# What type of boring head do yaw have?



## CMS (Feb 2, 2010)

Been looking at boring heads and was looking for some input from YAW as in what brand of boring head you have and if you like it or wish you had went a different route. I'm looking at an Apt, Criterion and the Flynn in a 3" flavor with a 3/4" shank soas I might use it in the mill and the lathe. All comments accepted, good, bad and even sarcastic. :big:


----------



## websterz (Feb 2, 2010)

I have a 3/4" straight shanked Criterion. It is a square head model that uses 1/2" bars. Gave a whole $40 for it on Ebay.


----------



## hammers-n-nails (Feb 2, 2010)

http://www.grizzly.com/products/3-Boring-Head-Set/T10168

i have one like this from grizzly, exept it looks more like the 2" model they are carrying now. the head works fine but the carbides on the boring bars that came with it are terrible. i dont know how this new line would be.


----------



## Jeff L (Feb 2, 2010)

I have a 3" Bridgeport boring head , I like it because of the large easy to read dial .Jeff


----------



## Lykle (Feb 3, 2010)

I have a Vertex and like the quality.
Smooth and easy to adjust.


----------



## Blogwitch (Feb 3, 2010)

The thing with boring heads is they are designed to do one job, bore accurate holes.

Having used almost all the flavours they come in, from very expensive to a home made job, they still only bore a hole. It is just that some are easier to use than others. They range from the cheapo Chinese ones, to thousand buck 'super accurate' ones, but still it boils down to making accurate holes.

It is like everything else, if used CORRECTLY, most will work superbly, even the cheapo chinese jobs, which I use, and that must now be about 15 years old and bored hundreds of really BIG holes, very accurately. 

More expensive doesn't always mean better.

All you need to do is to find one that suits you in cost, looks and range. A 2" or 3" is a good size for normal boring. I would suggest one that you can change the mandrel on, as that will allow you to use it on different fitting machines, and won't become redundant as your shop grows and you get larger machinery.

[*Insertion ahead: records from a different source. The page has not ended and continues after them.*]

Issue #168, opened 2020-05-08
Implement PKCE


evert:
OAuth 2.1 will _require_ PKCE for the `authorization_code` grant_type going forward. We need to support this.

PKCE for authorization_code was originally defined here:

https://tools.ietf.org/html/rfc7636

But the OAuth2.1 specifcation will integrate that spec. Draft is here:

https://tools.ietf.org/html/draft-parecki-oauth-v2-1-01

I would say that the OAuth 2.1 draft is probably a better target than the RFC7636. The prose might be better although I think there's no differences.

PR #172, opened 2020-05-12
PKCE Support

mhum:
This is just a draft PR, but I think it's feature complete. I just want to add some more tests for the other parts of the code I touched.

The RFC gives the option of storing the code within the server or as part of the `code` that is returned from the authorization request. That seems weird to me, tbh. Since the authorization codes are short-lived in stored in our DB, I figured it was easiest just to store the code challenge, too.

### DIFF
--- a/src/oauth2/controller/authorize.ts
+++ b/src/oauth2/controller/authorize.ts
@@ -43,7 +43,7 @@ class AuthorizeController extends Controller {
     const responseType = ctx.query.response_type;
     const redirectUri = ctx.query.redirect_uri;
     const codeChallenge = ctx.query.code_challenge;
-    const codeChallengeMethod = ctx.query.code_challenge_method ? ctx.query.code_challenge_method : 'plain';
+    const codeChallengeMethod = ctx.query.code_challenge_method ? (<'S256'>ctx.query.code_challenge_method) : 'plain';
     const grantType = responseType === 'code' ? 'authorization_code' : 'implicit';
 
     try {
@@ -119,7 +119,7 @@ class AuthorizeController extends Controller {
     const redirectUri = ctx.request.body.redirect_uri;
     const responseType = ctx.request.body.response_type;
     const codeChallenge = ctx.request.body.code_challenge;
-    const codeChallengeMethod = ctx.request.body.code_challenge_method;
+    const codeChallengeMethod = ctx.request.body.code_challenge_method ? (<'S256'>ctx.request.body.code_challenge_method) : 'plain';
     const grantType = responseType === 'code' ? 'authorization_code' : 'implicit';
 
     try {
@@ -218,7 +218,7 @@ class AuthorizeController extends Controller {
     redirectUri: string,
     state: string|undefined,
     codeChallenge: string|undefined,
-    codeChallengeMethod: string|undefined,
+    codeChallengeMethod: 'S256' | 'plain' | undefined
   ) {
 
     const code = await oauth2Service.generateCodeForUser(
--- a/src/oauth2/controller/authorize.ts
+++ b/src/oauth2/controller/authorize.ts
@@ -29,13 +29,21 @@ class AuthorizeController extends Controller {
     if (!ctx.query.redirect_uri) {
       throw new InvalidRequest('The "redirect_uri" parameter must be provided');
     }
+    if (ctx.query.response_type === 'code') {
+      if (ctx.query.code_challenge_method && !['plain', 'S256'].includes(ctx.query.code_challenge_method)) {
+        throw new InvalidRequest('The "code_challenge_method" must be "plain" or "S256"');
+      }
+      if (!ctx.query.code_challenge && ctx.query.code_challenge_method) {
+        throw new InvalidRequest('The "code_challenge" must be provided');
+      }
+    }
     const clientId = ctx.query.client_id;
     const state = ctx.query.state;
     // const scope = ctx.query.scope;
     const responseType = ctx.query.response_type;
     const redirectUri = ctx.query.redirect_uri;
     const codeChallenge = ctx.query.code_challenge;
-    const codeChallengeMethod = ctx.query.code_challenge_method;
+    const codeChallengeMethod = ctx.query.code_challenge_method ? ctx.query.code_challenge_method : 'plain';
     const grantType = responseType === 'code' ? 'authorization_code' : 'implicit';
 
     try {
@@ -235,7 +243,7 @@ class AuthorizeController extends Controller {
   }
 
   /**
-   * We're overriding the default dipatcher to catch OAuth2 errors.
+   * We're overriding the default dispatcher to catch OAuth2 errors.
    */
   async dispatch(ctx: Context): Promise<void> {
 
--- a/src/oauth2/controller/authorize.ts
+++ b/src/oauth2/controller/authorize.ts
@@ -34,6 +34,8 @@ class AuthorizeController extends Controller {
     // const scope = ctx.query.scope;
     const responseType = ctx.query.response_type;
     const redirectUri = ctx.query.redirect_uri;
+    const codeChallenge = ctx.query.code_challenge;
+    const codeChallengeMethod = ctx.query.code_challenge_method;
     const grantType = responseType === 'code' ? 'authorization_code' : 'implicit';
 
     try {
@@ -61,7 +63,7 @@ class AuthorizeController extends Controller {
       if (responseType === 'token') {
         return this.tokenRedirect(ctx, oauth2Client, redirectUri, state);
       } else {
-        return this.codeRedirect(ctx, oauth2Client, redirectUri, state);
+        return this.codeRedirect(ctx, oauth2Client, redirectUri, state, codeChallenge, codeChallengeMethod);
       }
 
     } else {
@@ -73,6 +75,8 @@ class AuthorizeController extends Controller {
           state: state,
           redirect_uri: redirectUri,
           response_type: responseType,
+          code_challenge: codeChallenge,
+          code_challenge_method: codeChallengeMethod,
         },
         await getSetting('registration.enabled'),
         await getSetting('totp')
@@ -98,6 +102,8 @@ class AuthorizeController extends Controller {
     const state = ctx.request.body.state;
     const redirectUri = ctx.request.body.redirect_uri;
     const responseType = ctx.request.body.response_type;
+    const codeChallenge = ctx.request.body.code_challenge;
+    const codeChallengeMethod = ctx.request.body.code_challenge_method;
     const grantType = responseType === 'code' ? 'authorization_code' : 'implicit';
 
     try {
@@ -163,7 +169,7 @@ class AuthorizeController extends Controller {
     if (responseType === 'token') {
       return this.tokenRedirect(ctx, oauth2Client, params.redirect_uri, params.state);
     } else {
-      return this.codeRedirect(ctx, oauth2Client, params.redirect_uri, params.state);
+      return this.codeRedirect(ctx, oauth2Client, params.redirect_uri, params.state, codeChallenge, codeChallengeMethod);
     }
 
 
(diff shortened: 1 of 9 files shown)


src/oauth2/service.ts
```diff
@@ -142,7 +142,7 @@ export async function generateTokenForClient(client: OAuth2Client): Promise<OAut
  *
  * The resource owner then exchanges that code for an access and refresh token.
  */
-export async function generateTokenFromCode(client: OAuth2Client, code: string): Promise<OAuth2Token> {
+export async function generateTokenFromCode(client: OAuth2Client, code: string, codeVerifier: string|undefined): Promise<OAuth2Token> {
```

People seem to think that the size of the boring head is the size of hole that it can bore, that is incorrect. If you wanted to, but I wouldn't recommend it, you could use a 2" boring head to cut a 10" diameter hole, it all depends on what sort of tool you fit into it. What the size means is the range it will work over, so if using normal sorts of boring bars, held in the normal two or three positions, a 2" one could bore from say a 1/4" to a 4" hole, depending on the cutter size, and a 3" one could manage a 6" diameter hole (just double the head size).

I'm sorry if you know all this, but for someone just coming into machining, it could be a bit of a minefield.

Blogs


----------



## CMS (Feb 3, 2010)

Good bit of info there, thanks. Was leaning towards the 3", not just because of the larger hole it could manage, but the 3/4" dia. boring bars it takes. I think that could be an advantage over the 1/2" bars the 2" heads use, especially in boring deep holes.


----------



## kvom (Feb 3, 2010)

I have a 3" USA-made head with 3/4" straight shank and 3/4" holes. Got it with the mill. No issues to date.


----------



## Mainer (Feb 3, 2010)

I've got a 2" dia. "quality import" from Travers Tool that I got about 25 years ago. It's been fine.

In my experience, a shank to fit the milling machine taper directly, rather than a straight shank held in a collet, is much more satisfactory. A boring tool extending out of a boring head makes for a LONG lever arm, and I found that a collet just didn't make for a rigid setup.


----------



## winklmj (Feb 3, 2010)

I have this one. It sux. If you look at it there is no real "gib". It has to flex a rather large chunk of metal to clamp it in place after adjusting. It works but it's a pain.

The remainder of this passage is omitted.